So, basically I want to split a list, in order to remove some items and concatenate it back. Those items correspond to indexes that are given by a list of tuples.
import numpy as np
arr = ['x','y','z','a','b','c','d','e','f','g',2,3,4]
indices = [(2,4),(7,9)] #INDEXES THAT NEED TO BE CUT OUT
print ([list1[0:s] +list1[s+1:e] for s,e in indices])
#Returns: [['x', 'y', 'z', 'a'], ['x', 'y', 'z', 'a', 'b', 'c', 'd', 'e', 'f']]
This code I have, which I got from one of the answers from this post nearly does what I need, but I tried to adapt it to loop over the first index of indices once but instead it does twice and it doesn't include the rest of the list.
I want my final list to split from zero index to the first item on first tuple and so on, using a for loop or some iterator.
Something like this,
`final_arr = arr[0:indices[0][0]] + arr[indices[0][1]:indices[1][0]] + arr[indices[1][1]:]<br/>
#Returns: [['x','y','a','b','c','f','g',2,3,4]]`
If someone could do it using for loops, it would be easier for me to see how you understand the problem, then after I can try to adapt to using shorter code.
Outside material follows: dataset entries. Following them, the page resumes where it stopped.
PR #183, opened 2023-09-13
PoC - Add new GH action to build binary SPC

stloyd:

PR #184, opened 2023-09-13
Add new GH action to build binary SPC

### LINKED ISSUE #179: Rewrite of "deploy" command to use new phar generation
> After introducing box (https://github.com/crazywhalecc/static-php-cli/pull/175), it is a good choice to directly rewrite `DeployCommand`. Ideally, we can automatically package single executable SPC files for different platforms and upload them when releasing a new version:

Roadmap:
- [ ] Use the command `bin/spc download --all` to download dependencies
- [ ] Compile the phpmicro SAPI with minimal extension required by static-php-cli itself: `bin/spc build pcntl,posix,mbstring,tokenizer,phar --build-micro`
- [ ] Package project: `vendor/bin/box compile`
- [ ] Generate executable binary: `bin/spc micro:combine spc.phar`
- [ ] Upload to release artifacts: `spc-macos-x86_64.tar.gz`

crazywhalecc:
It fixes #179 .
Related PR is #183 .

### DIFF
--- a/.github/workflows/release-build.yml
+++ b/.github/workflows/release-build.yml
@@ -60,7 +60,7 @@ jobs:
       - name: "Build phpmicro"
         run: |
           SPC_USE_SUDO=yes bin/spc doctor --auto-fix
-          bin/spc build pcntl,posix,mbstring,tokenizer,phar --build-micro --debug
+          bin/spc build pcntl,posix,mbstring,tokenizer,phar --build-micro
 
       - name: "Build PHAR file"
         run: "composer build:phar"
--- a/.github/workflows/release-build.yml
+++ b/.github/workflows/release-build.yml
@@ -1,0 +1,96 @@
+name: Build Release Artifacts
+
+on:
+  release:
+    types:
+      - published
+  workflow_dispatch:
+
+jobs:
+  build-release-artifacts:
+    name: "Build Release Artifacts"
+    runs-on: ${{ matrix.operating-system }}
+    strategy:
+      fail-fast: false
+      matrix:
+        php-version:
+          - "8.1"
+        operating-system:
+          - "ubuntu-latest"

Sort the indices using sorted and del the slices. You need reverse=True otherwise the indices of the later slices are incorrect.
for x, y in sorted(indices, reverse=True):
del(arr[x:y])
print(arr)
>>> ['x', 'y', 'b', 'c', 'd', 'g', 2, 3, 4]
This is the same result as you get with
print(arr[0:indices[0][0]] + arr[indices[0][1]:indices[1][0]] + arr[indices[1][1]:])
>>> ['x', 'y', 'b', 'c', 'd', 'g', 2, 3, 4]
arr = ['x','y','z','a','b','c','d','e','f','g',2,3,4]
indices = [(2,4),(7,9)] #INDEXES THAT NEED TO BE CUT OUT
import itertools
ignore = set(itertools.chain.from_iterable(map(lambda i: range(*i), indices)))
out = [c for idx, c in enumerate(arr) if idx not in ignore]
print(out)
print(arr[0:indices[0][0]] + arr[indices[0][1]:indices[1][0]] + arr[indices[1][1]:])
Output,
['x', 'y', 'b', 'c', 'd', 'g', 2, 3, 4]
['x', 'y', 'b', 'c', 'd', 'g', 2, 3, 4]
Like this:
import numpy as np
arr = ['x','y','z','a','b','c','d','e','f','g',2,3,4]
indices = [(2,4),(7,9)] #INDEXES THAT NEED TO BE CUT OUT
print ([v for t in indices for i,v in enumerate(arr) if i not in range(t[0],t[1])])
Output:
['x', 'y', 'z', 'a', 'b', 'c', 'd', 'e', 'f', 'g', 2, 3, 4, 'x', 'y', 'z', 'a', 'b', 'c', 'd', 'e', 'f', 'g', 2, 3, 4]
1- If you can remove the list items:
I using the example for JimithyPicker. I change the index list (removed items), because always that one index was removed the size of list change.
arr = ['x','y','z','a','b','c','d','e','f','g',2,3,4]
indices = [2,5,5] #INDEXES THAT NEED TO BE CUT OUT
for index in indices:
arr.pop(index)
final_arr = [arr]
print(final_arr)
Output:
[['x', 'y', 'a', 'b', 'c', 'f', 'g', 2, 3, 4]]
2- If you can't remove items:
In this case is necessary change the second index! The number doesn't match with output that you want.
The indices = [(2,4),(7,9)] has the output: ['x', 'y', 'a', 'b', 'c', 'd', 'f', 'g', 2, 3, 4]
arr = ['x','y','z','a','b','c','d','e','f','g',2,3,4]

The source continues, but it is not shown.